Kenneth Taylor, whose "Living Bible" introduced a generation to the Scriptures in conversational English lived about two minutes from my home. Dr. Taylor died peacefully on Friday, June 11, at the age of 88.

Ken Taylor was a graduate of Wheaton College and Northern Baptist Seminary. He represents one of the stalwarts of "the greatest generation." His legacy will most likely remain for several generations to come.

I knew Ken Taylor, but not exceptionally well. I know some of his children and grandchildren even better. His funeral sermon will be preached in Edman Chapel at Wheaton College, on Wednesday morning, by my dear friend, Dr. Wendell Hawley. Wendell served on our staff and board for several years. It was through Wendell, who knew Ken Taylor so well and worked with him closely for nearly thirty years at Tyndale House Publishers, that I came to know a great deal more about the private life of Ken Taylor.

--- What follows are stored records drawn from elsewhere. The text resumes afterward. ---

PR #1888, opened 2023-11-14
[terra-folder-tree] Base Component Creation

sycombs:
### Summary

The PR adds the terra-folder-tree base component, which displays items in a hierarchical folder structure. Keyboard navigation and expand/collapse functionality are not included in this PR and will be implemented as part of a future Jira.

### Testing

This change was tested using:

- [x] WDIO
- [x] Jest
- [ ] No tests are needed

### Reviews

- [ ] UX review
- [ ] Accessibility review
- [ ] Functional review

### Additional Details

**This PR resolves:**

UXPLATFORM-9679 

---

@cerner/terra


packages/terra-folder-tree/src/FolderTree.jsx
```diff
@@ -1,26 +1,50 @@
...
+      {children}
+    </ul>
+  </>
 );
 
 FolderTree.propTypes = propTypes;
 FolderTree.defaultProps = defaultProps;
 
-export default injectIntl(FolderTree);
+FolderTree.Item = FolderTreeItem;
```
sdadn, line 49: Let's create an index.js file to do the exports.

packages/terra-folder-tree/tests/jest/FolderTree.test.jsx
sdadn, line 1: +1 on the unit tests

packages/terra-folder-tree/src/FolderTree.jsx
```diff
@@ -1,26 +1,50 @@
...
+
+const cx = classNames.bind(styles);
 
 const propTypes = {
   /**
-   * @private
-   * The intl object containing translations. This is retrieved from the context automatically by injectIntl.
+   * List of FolderTree.Items to be displayed as content within the FolderTree.
+   */
+  children: PropTypes.node.isRequired,
```
sdadn, line 16: Will there be any issues to making this required? What if a consumer does `<FolderTree><FolderTree/>` and dynamically adds the children later?

JessieRandle (approved):

packages/terra-folder-tree/src/FolderTree.jsx
```diff
@@ -1,26 +1,50 @@
...
+  /**
+   * The title of the folder tree.
    */
-  intl: PropTypes.shape({ formatMessage: PropTypes.func }).isRequired,
+  title: PropTypes.string.isRequired,
+  /**
+   * The heading level for the title of the folder tree.
+   */
+  headerLevel: PropTypes.number,
```
cm9361, line 24: Is this a value that we want to be configurable or should it be a constant value for all FolderTree components.

packages/terra-folder-tree/src/subcomponents/FolderTreeItem.jsx
```diff
@@ -0,0 +1,122 @@
...
+        role="treeitem"
+        aria-selected={isSelected}
+      >
+        <input
+          type="radio"
+          checked={isSelected}
+          onClick={onClick}
+        />
+        {/* eslint-disable-next-line react/forbid-dom-props */}
+        <span style={{ paddingLeft: `${level}rem` }}>
```
cm9361, line 102: Why are we adding a span element around the Terra Arrange?  Are we trying to use this like the Spacer component?

packages/terra-folder-tree/src/subcomponents/FolderTreeItem.module.scss
```diff
@@ -0,0 +1,30 @@
...
+
+:local {
+  .folder-tree-item {
+    align-items: center;
+    background-color: var(--terra-folder-tree-item-background-color, #fff);
+    border-bottom: var(--terra-folder-tree-item-border-bottom, 1px solid #dedfe0);
+    display: flex;
+    margin: 0;
+    min-height: var(--terra-folder-tree-item-min-height, 2.92857rem);
+    overflow-wrap: anywhere;
```
cm9361, line 12: We would want this to be "break-word".  I don't think we want to use anywhere as our option.

https://developer.mozilla.org/en-US/docs/Web/CSS/overflow-wrap

packages/terra-folder-tree/src/subcomponents/FolderTreeItem.module.scss
```diff
@@ -0,0 +1,30 @@
+@import '../clinical-lowlight-theme/FolderTree.module';
+@import '../orion-fusion-theme/FolderTree.module';
+
+:local {
+  .folder-tree-item {
+    align-items: center;
+    background-color: var(--terra-folder-tree-item-background-color, #fff);
```
cm9361, line 7: I think it is better to use background instead of background-color.  The background style would allow for both colors and gradients without a future style change.

packages/terra-folder-tree/src/subcomponents/FolderTreeItem.module.scss
```diff
@@ -0,0 +1,30 @@
...
+  
+    &:hover {
+      background-color: var(--terra-folder-tree-item-hover-background-color, #f4fafe);
+    }
+  }
+  
+  .selected {
+    background-color: var(--terra-folder-tree-item-selected-background-color, darken(#ebf6fd, 2%));
+  }
+
```
cm9361, line 24: What about the focus state?

packages/terra-folder-tree/src/orion-fusion-theme/FolderTree.module.scss
```diff
@@ -1,3 +1,6 @@
-// :local {
-//   .orion-fusion-theme {}
-// }
+:local {
+  .orion-fusion-theme {
+    --terra-folder-tree-item-background-color-hover: #f4fafe;
+    // --terra-folder-tree-item-background-color-selected: ;
```
cm9361, line 4: Looks like you might need to remove this commented code.

packages/terra-folder-tree/src/subcomponents/FolderTreeItem.jsx
```diff
@@ -0,0 +1,122 @@
...
+          <Arrange
+            fitStart={(
+              <Spacer paddingLeft="medium" paddingRight="medium" isInlineBlock>
+                {itemIcon}
+              </Spacer>
+            )}
+            fill={label}
+            alignFitStart="center"
+          />
+        </span>
```
cm9361, line 112: Instead of adding this complexity.  Can't we just use the listStyleImage property to set the image?  Also, are we able to leverage list-style-position to assist with the indentation?  Can we maybe limit the custom styling necessary?

packages/terra-folder-tree/src/subcomponents/FolderTreeItem.jsx
```diff
@@ -0,0 +1,122 @@
...
+
+  return (
+    <>
+      <li
+        className={itemClassNames}
+        role="treeitem"
+        aria-selected={isSelected}
+      >
+        <input
+          type="radio"
```
eawww, line 97: These shouldn't be radio buttons since they can't be properly associated with each other and we'll be using aria-selected instead.

packages/terra-folder-tree/src/FolderTree.jsx
```diff
@@ -1,26 +1,50 @@
...
 
-const FolderTree = () => (
-  <div>test</div>
+const FolderTree = ({ children, title, headerLevel }) => (
+  <>
+    <ActionHeader
+      text={title}
+      level={headerLevel}
+    />
+    <ul
```
eawww, line 37: This needs an aria-labeledby pointing to the header above it or an aria-label with the same text.

packages/terra-folder-tree/src/subcomponents/FolderTreeItem.jsx
```diff
@@ -0,0 +1,122 @@
...
+  /**
+   * The label for the folder tree item.
+   */
+  label: PropTypes.string.isRequired,
+  /**
+   * The icon to display to the left of the name.
+   */
+  icon: PropTypes.element,
+  /**
+   * List of FolderTree.Items to display in a subfolder when this FolderTreeItem is clicked.
```
eawww, line 25:
```suggestion
   * List of FolderTree.Items to display in a subfolder when this FolderTreeItem is clicked. This makes the item expandable and collapsible. It also makes the item's icon a Folder, overriding anything given as the icon prop.
```

packages/terra-folder-tree/src/subcomponents/FolderTreeItem.jsx
```diff
@@ -0,0 +1,122 @@
...
+   */
+  subfolderItems: PropTypes.arrayOf(PropTypes.element),
+  /**
+   * Whether or not the item is selected.
```
eawww, line 29:
```suggestion
   * Whether or not the item is selected. Since this component has the appearance of a radio button group, only one item should be selected at a time.
```

nikhitasharma (approved):
Approving. The remaining review comments will be addressed in a follow-up PR.

packages/terra-folder-tree/src/FolderTree.jsx
sycombs: My thought in marking this as required was that without any FolderTreeItems, it's really not a folder tree at all but a floating header. But it doesn't really hurt to make this optional since it's up to consumers what content to put in the tree.

packages/terra-folder-tree/src/subcomponents/FolderTreeItem.module.scss
sycombs: With `break-word`, long strings without spaces do not wrap which is why I used `anywhere`, do you know of a way to handle that with `break-word`?

image

packages/terra-folder-tree/src/subcomponents/FolderTreeItem.module.scss
sycombs: The focus state should be added with keyboard navigation (UXPLATFORM-9776).

packages/terra-folder-tree/src/FolderTree.jsx
sycombs: Talked with @eawww, we want to keep the header level configurable since we don't know where on a page FolderTree will be used so consumers will need the option to set custom heading levels.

I have three distinct memories of meeting Ken Taylor personally. First, as a college student, I attended a BIble class he taught in a home near campus. He was a humble man who loved the Scriptures and clearly loved to teach them. My second memory was of seeing him regularly at College Church, where he always sat in one of the front pews. He faithfully attended to the preached Word with respect and reverence. My third memory, and clearly the most impressive, was talking to Ken, and his wife Margaret, in the airport gate area in New Orleans following a Christian Booksellers Convention. There I learned that he had been a founder of the CBA. It was also there that I saw his love for Christian publishing and good books firsthand. I also learned that he shared some of the same concerns I had for the future of Christian publishing. His love for life, and especially for the work of Christ, was quite evident. His quiet, unassuming, and humble spirit were also evident as I spoke with him.

I am reminded that when The Living Bible became the number one bestseller in America in 1972 and 1973 a number of Christians attacked Taylor for his "mishandling" of God’s Holy Word. They insisted that he had tampered with the text and that since he had removed parts of Scripture he was incurring the judgment of God upon his life. During this time Taylor lost his ability to speak except in hushed and raspy tones. This was interpreted by his critics as the evidence of God’s judgment. He seemed to handle this with great grace and dignity. He never fought back and never tried to defend himself.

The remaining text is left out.